--- EXTRACTED INFORMATION ---
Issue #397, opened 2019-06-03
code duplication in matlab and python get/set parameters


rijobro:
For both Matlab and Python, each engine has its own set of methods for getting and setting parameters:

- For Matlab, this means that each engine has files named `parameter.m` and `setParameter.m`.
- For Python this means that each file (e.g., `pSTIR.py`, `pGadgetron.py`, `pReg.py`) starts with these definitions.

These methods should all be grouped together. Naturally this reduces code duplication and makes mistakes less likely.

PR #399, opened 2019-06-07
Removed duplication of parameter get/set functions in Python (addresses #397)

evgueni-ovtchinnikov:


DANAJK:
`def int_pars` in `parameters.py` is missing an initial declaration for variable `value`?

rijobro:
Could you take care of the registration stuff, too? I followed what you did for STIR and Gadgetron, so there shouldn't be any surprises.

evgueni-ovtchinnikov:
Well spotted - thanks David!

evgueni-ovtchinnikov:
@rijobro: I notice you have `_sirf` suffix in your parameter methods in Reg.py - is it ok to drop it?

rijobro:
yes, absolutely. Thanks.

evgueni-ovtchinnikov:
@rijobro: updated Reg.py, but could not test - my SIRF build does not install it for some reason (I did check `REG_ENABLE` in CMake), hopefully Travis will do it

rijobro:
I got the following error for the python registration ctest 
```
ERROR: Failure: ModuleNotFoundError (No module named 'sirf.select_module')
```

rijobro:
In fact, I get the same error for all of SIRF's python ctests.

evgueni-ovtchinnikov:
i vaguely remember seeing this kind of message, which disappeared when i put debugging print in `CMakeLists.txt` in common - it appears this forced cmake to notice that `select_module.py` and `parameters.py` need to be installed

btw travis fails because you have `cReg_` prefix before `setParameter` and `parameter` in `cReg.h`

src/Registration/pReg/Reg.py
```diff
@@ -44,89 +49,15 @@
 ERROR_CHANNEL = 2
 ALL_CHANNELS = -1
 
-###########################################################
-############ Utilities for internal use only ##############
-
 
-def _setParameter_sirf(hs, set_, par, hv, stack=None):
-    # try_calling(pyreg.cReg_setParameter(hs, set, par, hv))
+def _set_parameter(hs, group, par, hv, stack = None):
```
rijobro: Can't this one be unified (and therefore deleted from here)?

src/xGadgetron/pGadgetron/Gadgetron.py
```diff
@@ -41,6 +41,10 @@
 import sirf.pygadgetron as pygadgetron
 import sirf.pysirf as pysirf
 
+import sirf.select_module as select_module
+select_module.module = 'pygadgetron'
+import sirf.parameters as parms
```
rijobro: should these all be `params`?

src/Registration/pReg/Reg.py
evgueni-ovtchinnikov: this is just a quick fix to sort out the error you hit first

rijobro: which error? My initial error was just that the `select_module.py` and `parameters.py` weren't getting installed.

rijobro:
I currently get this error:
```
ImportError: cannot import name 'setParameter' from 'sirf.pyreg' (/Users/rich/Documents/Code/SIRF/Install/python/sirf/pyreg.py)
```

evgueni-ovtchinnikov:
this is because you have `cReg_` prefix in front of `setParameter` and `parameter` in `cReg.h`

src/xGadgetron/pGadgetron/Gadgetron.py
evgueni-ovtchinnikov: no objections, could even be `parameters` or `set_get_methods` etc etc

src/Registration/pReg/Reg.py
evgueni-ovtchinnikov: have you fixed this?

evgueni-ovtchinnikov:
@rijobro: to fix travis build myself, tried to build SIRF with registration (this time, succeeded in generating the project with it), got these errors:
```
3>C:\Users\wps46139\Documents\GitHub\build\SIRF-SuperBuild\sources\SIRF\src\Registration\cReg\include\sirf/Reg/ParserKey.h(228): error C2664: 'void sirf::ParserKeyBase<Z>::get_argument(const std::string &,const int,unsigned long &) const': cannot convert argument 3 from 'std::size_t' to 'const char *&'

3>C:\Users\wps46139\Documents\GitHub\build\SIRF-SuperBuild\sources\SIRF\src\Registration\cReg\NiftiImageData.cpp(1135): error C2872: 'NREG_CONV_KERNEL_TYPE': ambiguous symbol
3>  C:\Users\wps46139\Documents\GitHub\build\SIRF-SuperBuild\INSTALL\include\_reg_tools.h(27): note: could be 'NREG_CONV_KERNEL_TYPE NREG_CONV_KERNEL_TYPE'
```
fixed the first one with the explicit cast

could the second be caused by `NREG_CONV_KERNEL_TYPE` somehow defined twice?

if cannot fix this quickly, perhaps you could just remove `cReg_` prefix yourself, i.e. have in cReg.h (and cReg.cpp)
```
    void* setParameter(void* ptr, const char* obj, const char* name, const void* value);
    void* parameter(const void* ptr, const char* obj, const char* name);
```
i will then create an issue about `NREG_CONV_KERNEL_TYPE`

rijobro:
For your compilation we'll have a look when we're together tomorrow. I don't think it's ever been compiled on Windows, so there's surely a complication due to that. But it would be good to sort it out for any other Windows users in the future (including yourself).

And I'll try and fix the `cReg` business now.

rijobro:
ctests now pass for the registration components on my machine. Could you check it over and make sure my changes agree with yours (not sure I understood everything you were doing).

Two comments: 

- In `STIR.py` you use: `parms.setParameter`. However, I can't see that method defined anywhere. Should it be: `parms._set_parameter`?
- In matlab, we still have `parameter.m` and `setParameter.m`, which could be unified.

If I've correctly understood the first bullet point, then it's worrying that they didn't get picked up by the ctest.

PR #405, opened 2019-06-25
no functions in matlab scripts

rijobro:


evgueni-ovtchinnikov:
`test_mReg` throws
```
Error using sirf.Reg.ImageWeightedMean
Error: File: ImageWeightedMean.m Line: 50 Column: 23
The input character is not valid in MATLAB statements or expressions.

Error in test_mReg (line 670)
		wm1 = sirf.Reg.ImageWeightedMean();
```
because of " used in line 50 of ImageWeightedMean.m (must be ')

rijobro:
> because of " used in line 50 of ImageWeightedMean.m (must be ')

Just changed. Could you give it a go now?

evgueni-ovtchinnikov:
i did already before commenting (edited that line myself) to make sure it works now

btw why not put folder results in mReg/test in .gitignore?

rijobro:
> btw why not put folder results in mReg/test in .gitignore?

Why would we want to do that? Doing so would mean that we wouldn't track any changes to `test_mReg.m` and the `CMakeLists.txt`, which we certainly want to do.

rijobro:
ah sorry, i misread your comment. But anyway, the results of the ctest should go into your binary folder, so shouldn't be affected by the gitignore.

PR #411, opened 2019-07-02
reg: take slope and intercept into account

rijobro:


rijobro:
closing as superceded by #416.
---
== WHAT YOU WILL DO ==
Among the records above, find each line holding the string "gitignore" and pull it out.

== YOUR RESPONSE ==
btw why not put folder results in mReg/test in .gitignore?
> btw why not put folder results in mReg/test in .gitignore?
ah sorry, i misread your comment. But anyway, the results of the ctest should go into your binary folder, so shouldn't be affected by the gitignore.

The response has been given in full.